Pasta is not good for you, and if you are lucky enough to hate it, then it’s difficult to understand why you would make an effort to change. The reason is that you get to love one more thing when you love pasta; and loving food is one of life’s greatest gifts and pleasures. To love pasta is to love a cheap, readily available, saucy food that every person on earth who is romantically pursuing you will someday try to make for you. And you can show them how much better you are when you demonstrate that boxed noodles are for suckers.

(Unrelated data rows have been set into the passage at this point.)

PR #280, opened 2018-09-28
Handle non-numeric values in currency mask

sethetter:
### Changed
- `<TextField mask="currency" />` will now convert non-numerical values to `0`. 

### Fixed
- `<TextField mask="currency" />` was throwing an error on non-numeric inputs, `Cannot read property 'join' of null`, because it expected the value to be numeric. The above functional change resolves this error.

### DIFF
--- a/packages/core/dist/components/TextField/Mask.js
+++ b/packages/core/dist/components/TextField/Mask.js
@@ -103,6 +103,10 @@ function toNumber(value) {
   // 0 = number, 1 = decimals
   var parts = value.split('.');
   var digitsRegex = /^-|\d/g; // include a check for a beginning "-" for negative numbers
+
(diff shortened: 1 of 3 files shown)


scitech:
This was mentioned in Slack but for visibility here, @pwolfert had something in progress https://github.com/CMSgov/design-system/pull/276

The two have a functional difference -- #276 converts non-numbers to `''` whereas this PR converts them to `0`. Personally I think converting to `''` makes more sense. A user might enter `"don't know"` (which I've seen in production...) or `"ten million dollars"` and it would be inaccurate to say they're attesting to `0`.

sethetter:
@scitech that's a solid point, and also my mistake for missing the already open PR! I'll close this in favor of #276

*In this gondola fantasy, I am a sexy young Venetian who lives in a perfectly maintained canal-side apartment. Every morning, I hop out of my fluffy bed, eat my fluffy eggs, and leave the apartment to get into a gondola waiting for me outside my door. The handsome gondolier named Vincent wants to tell me how beautiful I am, and how great my drawings are (because I am always just riding around in the gondola doing drawings), but he is too shy. AND THEN ONE DAY —.